The Government of Kenya is ahead of its domestic borrowing for the current fiscal year having borrowed 235.2 billion shillings against a target of 177.6 billion shillings assuming a pro-rated borrowing throughout the financial year of 229.6 billion shillings budgeted for the full financial year.
The government has only borrowed 205.8 billion shillings of the budgeted foreign borrowing, representing 44.5 percent of its foreign borrowing target of 462.3 billion shillings. Kenya Revenue Authority (KRA) on the other hand has already missed its first half of 2016/17 fiscal year revenue collection target by 3.2 percent and it is expected to miss its overall revenue collection target of 1.5 trillion shillings for the current fiscal year.
Given that the government has less than 2.5 months to the close of the current fiscal year and the fact that borrowing from the foreign market is a much longer process than borrowing from the domestic market, the government is likely to use the domestic market to plug in the deficit that is likely to arise.

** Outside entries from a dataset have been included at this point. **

PR #46, opened 2019-12-16
ELE-558: Add bundle minification for production bundle

geoffcoutts:
Adding flag for setting production environment in webpack.

Changing the naming scheme of the bundle.

### DIFF
--- a/package.json
+++ b/package.json
@@ -12,6 +12,7 @@
   ],
   "scripts": {
     "bundle": "webpack",
+    "bundle:prod": "NODE_ENV=production webpack -p",
     "docs": "typedoc --options ./typedoc.js packages",
     "lint:scripts": "eslint ./packages/@groupby/*/src/ --ext .ts --plugin only-warn",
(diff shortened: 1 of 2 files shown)


package.json
```diff
@@ -12,6 +12,7 @@
   ],
   "scripts": {
     "bundle": "webpack",
+    "bundle:prod": "NODE_ENV=production webpack -p",
```
jmbtutor: Is it necessary to specify `NODE_ENV=production`? Shouldn't the `-p` flag already handle that?

webpack.config.js
```diff
@@ -1,18 +1,22 @@
...
     core: path.resolve(__dirname, 'presets/core.ts'),
-    'all-plugins': path.resolve(__dirname, 'presets/all-plugins.ts'),
+    logic: path.resolve(__dirname, 'presets/all-plugins.ts'),
   },
 
   devtool: 'source-map',
 
   output: {
-    filename: 'gbe-[name]-bundle.js',
+    filename: () => {
```
jmbtutor: This can use the expression form (i.e. no braces).

PR #277, opened 2022-03-17
searching in field “naam” with multiple words gives no result

nbittich:
bug fix for OP-1222


claire-lovisa (changes requested):
You might want to keep the `.toLowerCase()`, I tested with `Anglicaanse Kerk English Church van Oostende` and got the following when searching : 
- "Anglicaanse Kerk English Church van Oostende" -> result
- "oostende" : results
- "Oostende" : no result

claire-lovisa (approved):

PR #280, opened 2022-03-21
Rename the project from contact-hub to organization-portal

claire-lovisa:


claire-lovisa:
@nbittich Very good remark, i'll add a task for it so that we don't forget !

PR #285, opened 2022-03-22
bug fix for relation worship admin unit

nbittich:
[OP-1236](https://binnenland.atlassian.net/browse/OP-1236)


claire-lovisa (commented):
It works, but could you remove the relationship from `worship-service.js` as it's already inherited from the worship administrative unit ? Thanks !

claire-lovisa (approved):

PR #287, opened 2022-03-23
change the filter search for name field

nbittich:
tested with both Sofie's and Zelim's comment => OP-1222


claire-lovisa (approved):
Nice find !

PR #295, opened 2022-03-25
typo fixes for sensitive info

nbittich:
Bugfixes for OP-1250 & OP-1251


claire-lovisa (approved):
Not tested but it's only text changes so looks good :)

PR #305, opened 2022-04-01
autosuggestion person

nbittich:
OP-1265


claire-lovisa (changes requested):
When you select a string as first name, like "ra", the last name gets filled with an empty string. If then you add a string to last name, it clears the first name and replaces it by an empty string. I guess we should be able to enter both a string for first and last name ?
And when you clear one field, the second one gets cleaned as well, we might want to only clear one ?

claire-lovisa (approved):

PR #306, opened 2022-04-04
Remove duplicates in person search result

nbittich:
OP-1265 => fix Sofie's comment

### DIFF
--- a/app/components/person-search-by-name.js
+++ b/app/components/person-search-by-name.js
@@ -26,20 +26,24 @@ export default class PersonSearchByNameComponent extends Component {
       dataMapping: (data) => {
         const entry = data.attributes;
         return {
-          given_name: entry.given_name,
-          family_name: entry.family_name,
+          given_name: entry.given_name.toLowerCase(),
+          family_name: entry.family_name.toLowerCase(),
         };
       },
     });
 
-    result = new Set(result.toArray());
     if (searchParams.trim() !== '' && result) {
       let param_object = {
         family_name: '',
         given_name: '',
       };
       param_object[fieldName] = searchParams.trim();
-      return [...[param_object], ...result];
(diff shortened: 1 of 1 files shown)


app/components/person-search-by-name.js
```diff
@@ -26,20 +26,28 @@ export default class PersonSearchByNameComponent extends Component {
...
+      );
     if (searchParams.trim() !== '' && result) {
       let param_object = {
         family_name: '',
         given_name: '',
       };
       param_object[fieldName] = searchParams.trim();
-      return [...[param_object], ...result];
+      const arr = [...[param_object], ...result];
+      console.log(arr);
```
claire-lovisa, line 49: This one should probably be removed ? :p

app/components/person-search-by-name.js
```diff
@@ -26,20 +26,28 @@ export default class PersonSearchByNameComponent extends Component {
...
-
-    result = new Set(result.toArray());
+    result = result
+      .toArray()
+      .filter(
+        (v, i, a) =>
+          a.findIndex((v2) =>
+            ['family_name', 'given_name'].every((k) => v2[k] === v[k])
+          ) === i
+      );
```
claire-lovisa, line 41: Can you maybe add a comment about what this filter does ? It's not straightforward when reading it :)

claire-lovisa (approved):
Little comments, but the PR works as it should ! :)

app/components/person-search-by-name.js
nbittich: indeed! I extracted the code in a separate function and added a documentation to it

app/components/person-search-by-name.js
nbittich: oops 😱

PR #317, opened 2022-04-13
copy mechanism poc

nbittich:
Goal of this POC is to deploy a working example on dev. I tested it locally but I'd really appreciate a second look before deploying it; design is different than on figma, this is normal (will be finalize after demo it to Saska & Sofie)

### DIFF
--- a/app/styles/_shame.scss
+++ b/app/styles/_shame.scss
@@ -135,3 +135,6 @@ table.dataTable tbody th {
 .items-center {
   align-items: center !important;
 }
+.zindex9998 {
+  z-index: 9999;
+}
--- a/app/styles/_shame.scss
+++ b/app/styles/_shame.scss
@@ -135,6 +135,3 @@ table.dataTable tbody th {
 .items-center {
   align-items: center !important;
 }
-.zindex9998 {
-  z-index: 9999;
-}
--- a/app/templates/administrative-units/administrative-unit/ministers/new.hbs
+++ b/app/templates/administrative-units/administrative-unit/ministers/new.hbs
@@ -97,11 +97,6 @@
         </:card>
       </EditCard>
 
-      {{!-- <Position::ContactEditCard
-        @address={{@model.address}}
-        @primaryContact={{@model.contact}}
-        @secondaryContact={{@model.secondaryContact}}
-      /> --}}
       <AuContent>
         <ContactDetails
           @title="Contactgegevens"
--- a/app/templates/administrative-units/administrative-unit/ministers/new.hbs
+++ b/app/templates/administrative-units/administrative-unit/ministers/new.hbs
@@ -33,7 +33,8 @@
 
   {{#if this.isSelectingTargetPerson}}
     <PersonSearch
-      @onSelect={{fn (mut this.targetPerson)}}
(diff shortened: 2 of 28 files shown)


app/templates/administrative-units/administrative-unit/ministers/new.hbs
```diff
@@ -96,12 +97,19 @@
         </:card>
       </EditCard>
 
-      <Position::ContactEditCard
+      {{!-- <Position::ContactEditCard
```
claire-lovisa, line 100: Is the comment still needed for later ?

app/styles/_shame.scss
```diff
@@ -135,3 +135,6 @@ table.dataTable tbody th {
 .items-center {
   align-items: center !important;
 }
+.zindex9998 {
```
claire-lovisa, line 138: I'm not seeing it used in the PR, is it needed ?

claire-lovisa (commented):
It's looking very good !! I wrote down some remarks while testing it, some might not be valid, but here's my thoughts : 
- When I go to a persons's position, select an address and save, I'm redirected to a bestuursorgaan without any mandatarissen / bestuursleden (but I should, because I just updated a position ?)
- The addresses showing in the list, for a person, are the active addresses. Technically, I totally get why it's the case, but jut to be sure, did we expect that older addresses added for that same person would show up ?
- Doing the following when there is already a contact detail in the list will replace it by blank contact details : "Nieuw" -> Don't fill anything -> "Opslaan" (+ it's not persisted, when I refresh the old details are back)
- Suggestion - Reuse the buttons formatting of "Bewerk kerngegevens" to make it stand out a little more ?

nbittich:
Thanks :)

> * When I go to a persons's position, select an address and save, I'm redirected to a bestuursorgaan without any mandatarissen / bestuursleden (but I should, because I just updated a position ?)

It seems to be the same behavior on dev / acc. I don't think I changed anything there 🤔  The address is persisted tho, if you go back to the position, it is correctly selected.


>     * The addresses showing in the list, for a person, are the active addresses. Technically, I totally get why it's the case, but jut to be sure, did we expect that older addresses added for that same person would show up ?

Yes this is required in the FP. only active position's addresses should be listed.

>     * Doing the following when there is already a contact detail in the list will replace it by blank contact details : "Nieuw" -> Don't fill anything -> "Opslaan" (+ it's not persisted, when I refresh the old details are back)

Yes this is normal. All fields in a contact details are optionals + you must click on "Opslaan" (not the one from the modal but the one from the page itself) to have it persisted. If you press the second opslaan, it will be saved and all fields will be empty.
It doesn't seem to be a logical behavior, but I'd prefer to keep it as is for the purpose of the poc, I'll demo it as is to Sofie and see what she thinks of what should we do if an user clicks on new & don't fill anything. Should be fairly easy to adjust for the final implementation.
 
>     * Suggestion - Reuse the buttons formatting of "Bewerk kerngegevens" to make it stand out a little more ?

Design will probably change a lot in the final implementation when I got the feedback of Saska & Sofie 😄 

I've fixed the other comments, thank you !

claire-lovisa (approved):

PR #337, opened 2022-05-09
Fix state not passed to the checkboxes

claire-lovisa:


nbittich:
after looking at it again it's indeed correct that checking huidige positie should empty the date.

nbittich (approved):

PR #344, opened 2022-05-16
Cosmetic change front-end copy mechanism

nbittich:
OP-1389 & last comment of Sofie in OP-1399

### DIFF
--- a/app/components/contact-details.hbs
+++ b/app/components/contact-details.hbs
@@ -32,12 +32,12 @@
     </AuHeading>
 
     <div class="au-o-box au-o-box--small au-c-card au-c-card--fill">
-               <AuButtonGroup class="au-c-button-group--align-right">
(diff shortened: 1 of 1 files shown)


claire-lovisa (changes requested):
When you scroll a bit on the `Bewerk mandataris` page (same for bestuurlid and bedinaar), there is an empty `Contactgegevens` bow, I guess that shouldn't be there ? :sweat_smile:

nbittich:
> When you scroll a bit on the `Bewerk mandataris` page (same for bestuurlid and bedinaar), there is an empty `Contactgegevens` bow, I guess that shouldn't be there ? sweat_smile

I forgot to save I think -_-" I changed according to comments I get from Saska, can you have a look again? thx!!

claire-lovisa (approved):
It's better like that haha :)

PR #346, opened 2022-05-17
Person Search query : names with more than one word give no results (…

nbittich:
…#343)


nbittich:
no need to merge, will release from there

PR #418, opened 2024-02-20
Propagate device_map to hf model

stevelaskaridis:
## Description

Currently, when using the HF model backend, the `hf_device_map` parameter may not propagate to the `AutoModel*`. This PR solves that, by passing the `hf_device_map` to the underlying `AutoModel*`.

Ultimately, this allows for splitting models across multiple GPUs/accelerators.


insop:
Thank you, looks good to me.

PR #419, opened 2024-02-20
fix: update imports to allow global dspy.Google

KCaverly:
Currently, the new Google LM class, does not have consistent imports with the remainder of the LMs.

ie. dspy.Cohere works, but dspy.Google does not.

This PR makes small import changes to ensure consistency.

### DIFF
--- a/dsp/modules/__init__.py
+++ b/dsp/modules/__init__.py
@@ -9,6 +9,7 @@ from .pyserini import *
 from .ollama import *
 from .clarifai import *
 from .bedrock import *
+from .google import *
 
 
 from .hf_client import HFClientTGI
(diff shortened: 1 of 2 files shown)


okhat:
LGTM, running checks

dsp/modules/google.py
```diff
@@ -8,7 +8,8 @@
     import google.generativeai as genai
 except ImportError:
     google_api_error = Exception
-    print("Not loading Google because it is not installed.")
+    # print("Not loading Google because it is not installed.")
```
insop, line 11: Why commenting this out?

insop:
One minor question, and looks good to me.
Thank you,

dsp/modules/google.py
KCaverly: If it stays, we print this every time anybody imports dspy, regardless of whether they are importing Google specifically. It's similar to how imports are managed on the Cohere side in: dsp/modules/cohere.py.

I imagine there may be a cleaner way throughout the project to manage optional dependencies.

okhat:
Running some basic checks then merging

okhat:
I wish there was a way to say "please merge but only if the checks pass" instead of just waiting for the checks. Maybe there is.

Issue #390, opened 2024-02-14
[WIP] Major refactor roadmap 


okhat:
DSPy has a small number (maybe 5-6) of extremely powerful concepts that have grown organically over the past year as open source.

Internally, it's time for a major refactor that will simplify things greatly and make sure everything works more smoothly. I have received a lot of interest from the community to contribute to this, so we just need to make sure the goals and milestones are clearly defined.

Potential leaders in this space include @CyrusOfEden @stalkermustang (and from the internal DSPy side possibly @krypticmouse and @arnavsinghvi11 but I haven't checked with them) and there has been a lot of in-depth shots at this from @thomasahle so I'm curious if he's also interested broadly in this.

Starting this issue just to collect the necessary tasks and prioritize them in the right dependency order.

Off the top of my head, I think we have to have:

1. Cleaner LM abstraction that requires a lot less work to maintain and is clearer about the boundaries. The amazing @CyrusOfEden has already defined this on paper. This will include cleaner "Backend" abstraction, which is a bit of a wrapper around LMs that does template adaptation and other things that Cyrus has in mind.

2. Cleaner Signature abstraction. I think the push by @thomasahle here is perfectly on the right track. Types, and immutable signatures. We just need to make more decisions about how far down Pydnatic/Types we go, and how far down, say, SGLang we go, or having our own logic, etc. I do like outsourcing parsing logic and type logic but we need to make sure it doesn't break existing features.

3. Cleaner Modules. This is actually easy but needs to be streamlined. Predict, CoT need to be Modules. And they need to store instructions (not leave it to the signature). They need to handle multiple outputs more consistently. This can be any of us really, esp @arnavsinghvi11, me, @krypticmouse , @thomasahle if any of the folks is interested.

4. Cleaner Optimizers. Well, we can leave this to me and it's a final easy step once signatures and modules are good.

5. More guidance on common patterns in the docs. We now finally have docs for all the key components and we have plenty of individual examples. But we do not have enough guidance on the common e2e workflows. This also partly includes clear guidance on what people should do with local LMs: ollama for cpu, tgi or sglang or vllm(?) for gpus? What about quantization etc.

Thoughts? Other things we need?

1. Production concerns? Streaming. Async.
2. Docstrings.
3. Various individual issues.

Dumping list of stuff:

1. Assertions now has an open issue to collect things needing improvement
2. Don't fail silently if forgot kwarg passed to Predict or pass incorrect name

okhat:
[...]

PR #421, opened 2024-02-20
WIP - refactor LM backend

isaacbmiller:
Start to refactor backend as mentioned in #390

### DIFF
--- a/dspy/__init__.py
+++ b/dspy/__init__.py
@@ -1,18 +1,17 @@
-from dsp.modules.hf_client import ChatModuleClient
-from dsp.modules.hf_client import HFServerTGI, HFClientVLLM, HFClientSGLang
-from .signatures import *
+import dsp
+from dsp.modules.hf_client import HFClientVLLM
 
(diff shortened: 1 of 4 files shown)


KCaverly:
If we are going to be abstracting away implementation details for individual providers, do we even need a OpenAI vs Cohere class etc.

Would something like this work, 

```python

class LiteLLM(BaseLM):

    def __init__(self, model: str, **kwargs):
        self.model = model
        self.kwargs = kwargs
    
    def request(self, prompt: str, **kwargs):
        return completion(model=self.model, messages=[{"content": prompt, "role": "user"}], **self.kwargs)

```

It looks like [LiteLLM abstracts all input params](https://docs.litellm.ai/docs/completion/input#translated-openai-params) so all models are basically just a Model ID, and completion params. Would make maintenance pretty easy for the DSPy team, if no provider classes needed maintenance.

isaacbmiller:
See #424 seems like @CyrusOfEden took a better stab at this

This creates uncertainty in the interest rate environment as domestic borrowing may exert upward pressure on interest rates, and result in longer term papers not offering investors the best returns on a risk-adjusted basis.
The government has been on the receiving end of both the opposition and other quarters on its appetite to borrowing from both the domestic and foreign markets. The International Monetary Fund had raised concerns over Kenya’s borrowing spree saying that the skyrocketing debt might be too big for the country to handle. The government has, however, disputed the claims saying that the country was still within the safe brackets of borrowing and that there was no cause for alarm.
The country goes to the polls on the 8th of August and there are fears that the borrowing will impact heavily when the new government begins a new term in office.